[Supplied material — start]

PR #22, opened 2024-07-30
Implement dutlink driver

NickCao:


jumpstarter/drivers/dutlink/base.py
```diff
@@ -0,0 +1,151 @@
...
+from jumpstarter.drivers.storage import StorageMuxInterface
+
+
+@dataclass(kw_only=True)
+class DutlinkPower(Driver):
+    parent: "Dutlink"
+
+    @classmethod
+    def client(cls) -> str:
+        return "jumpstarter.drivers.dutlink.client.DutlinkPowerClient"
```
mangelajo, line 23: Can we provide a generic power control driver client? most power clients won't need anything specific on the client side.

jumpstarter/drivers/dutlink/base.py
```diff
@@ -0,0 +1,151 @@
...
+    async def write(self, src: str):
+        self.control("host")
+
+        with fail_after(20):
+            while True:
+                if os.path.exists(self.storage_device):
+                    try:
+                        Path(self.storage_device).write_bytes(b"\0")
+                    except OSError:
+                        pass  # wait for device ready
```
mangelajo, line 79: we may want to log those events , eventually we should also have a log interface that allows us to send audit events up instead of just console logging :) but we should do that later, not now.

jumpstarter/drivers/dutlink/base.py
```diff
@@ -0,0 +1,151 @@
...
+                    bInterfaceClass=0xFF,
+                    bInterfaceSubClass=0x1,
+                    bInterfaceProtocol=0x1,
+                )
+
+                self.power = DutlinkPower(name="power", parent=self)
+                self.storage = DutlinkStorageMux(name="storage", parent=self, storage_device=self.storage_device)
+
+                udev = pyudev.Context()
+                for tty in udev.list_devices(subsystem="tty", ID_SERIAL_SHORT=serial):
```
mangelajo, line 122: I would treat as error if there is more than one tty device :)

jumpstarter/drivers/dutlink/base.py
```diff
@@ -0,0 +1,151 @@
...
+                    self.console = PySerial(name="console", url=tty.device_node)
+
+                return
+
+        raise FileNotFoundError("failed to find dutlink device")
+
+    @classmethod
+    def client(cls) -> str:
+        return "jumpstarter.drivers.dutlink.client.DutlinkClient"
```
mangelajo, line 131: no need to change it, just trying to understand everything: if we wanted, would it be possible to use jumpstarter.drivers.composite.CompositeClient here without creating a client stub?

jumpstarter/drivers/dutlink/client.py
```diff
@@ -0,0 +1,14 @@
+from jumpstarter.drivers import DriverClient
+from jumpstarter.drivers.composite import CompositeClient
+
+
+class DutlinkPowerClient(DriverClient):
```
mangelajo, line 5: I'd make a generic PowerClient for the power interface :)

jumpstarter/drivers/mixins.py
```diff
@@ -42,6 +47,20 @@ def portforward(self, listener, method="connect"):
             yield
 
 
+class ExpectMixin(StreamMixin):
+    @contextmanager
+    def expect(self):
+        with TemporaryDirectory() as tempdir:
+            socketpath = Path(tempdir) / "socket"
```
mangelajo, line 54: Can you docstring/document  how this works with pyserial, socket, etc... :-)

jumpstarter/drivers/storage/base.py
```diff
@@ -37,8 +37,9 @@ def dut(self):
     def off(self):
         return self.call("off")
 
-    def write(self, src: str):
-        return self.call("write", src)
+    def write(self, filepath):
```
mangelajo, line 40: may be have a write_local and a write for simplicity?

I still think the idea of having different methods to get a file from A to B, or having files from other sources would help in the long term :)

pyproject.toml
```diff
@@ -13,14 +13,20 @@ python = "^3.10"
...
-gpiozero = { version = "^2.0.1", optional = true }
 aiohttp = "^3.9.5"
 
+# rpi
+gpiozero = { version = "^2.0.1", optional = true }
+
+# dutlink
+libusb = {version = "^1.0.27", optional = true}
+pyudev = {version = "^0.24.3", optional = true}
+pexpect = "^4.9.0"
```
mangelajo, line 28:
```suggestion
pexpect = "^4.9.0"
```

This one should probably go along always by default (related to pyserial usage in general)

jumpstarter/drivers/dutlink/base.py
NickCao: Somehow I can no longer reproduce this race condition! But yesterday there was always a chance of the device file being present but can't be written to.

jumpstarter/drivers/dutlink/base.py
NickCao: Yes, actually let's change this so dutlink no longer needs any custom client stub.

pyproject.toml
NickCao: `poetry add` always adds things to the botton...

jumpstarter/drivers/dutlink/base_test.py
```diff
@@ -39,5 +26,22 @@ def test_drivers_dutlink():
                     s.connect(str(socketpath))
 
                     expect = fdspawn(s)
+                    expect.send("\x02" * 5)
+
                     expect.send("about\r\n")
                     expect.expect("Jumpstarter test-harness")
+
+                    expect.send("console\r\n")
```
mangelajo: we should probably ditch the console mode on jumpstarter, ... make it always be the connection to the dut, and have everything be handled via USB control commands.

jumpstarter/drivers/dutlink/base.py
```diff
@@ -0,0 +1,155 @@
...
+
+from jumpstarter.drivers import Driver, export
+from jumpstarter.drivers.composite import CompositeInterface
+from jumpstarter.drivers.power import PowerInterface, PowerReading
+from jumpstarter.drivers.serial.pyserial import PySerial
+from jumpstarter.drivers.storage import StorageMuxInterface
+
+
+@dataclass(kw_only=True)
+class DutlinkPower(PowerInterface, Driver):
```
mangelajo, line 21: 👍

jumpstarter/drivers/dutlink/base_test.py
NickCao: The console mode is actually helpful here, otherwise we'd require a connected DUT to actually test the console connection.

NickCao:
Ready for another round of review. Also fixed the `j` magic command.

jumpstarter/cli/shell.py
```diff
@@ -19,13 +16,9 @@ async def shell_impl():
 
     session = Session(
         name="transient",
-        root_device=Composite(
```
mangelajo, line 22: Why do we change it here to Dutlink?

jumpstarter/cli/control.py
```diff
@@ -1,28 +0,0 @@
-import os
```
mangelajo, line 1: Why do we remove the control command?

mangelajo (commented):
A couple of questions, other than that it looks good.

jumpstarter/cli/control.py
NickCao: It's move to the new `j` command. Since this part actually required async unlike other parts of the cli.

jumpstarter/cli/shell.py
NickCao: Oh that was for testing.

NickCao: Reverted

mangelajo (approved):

[Supplied material — finish]

» Brief
Search the entries for the word "probably". Copy each line where it appears.

» Output for this exercise
This one should probably go along always by default (related to pyserial usage in general)
mangelajo: we should probably ditch the console mode on jumpstarter, ... make it always be the connection to the dut, and have everything be handled via USB control commands.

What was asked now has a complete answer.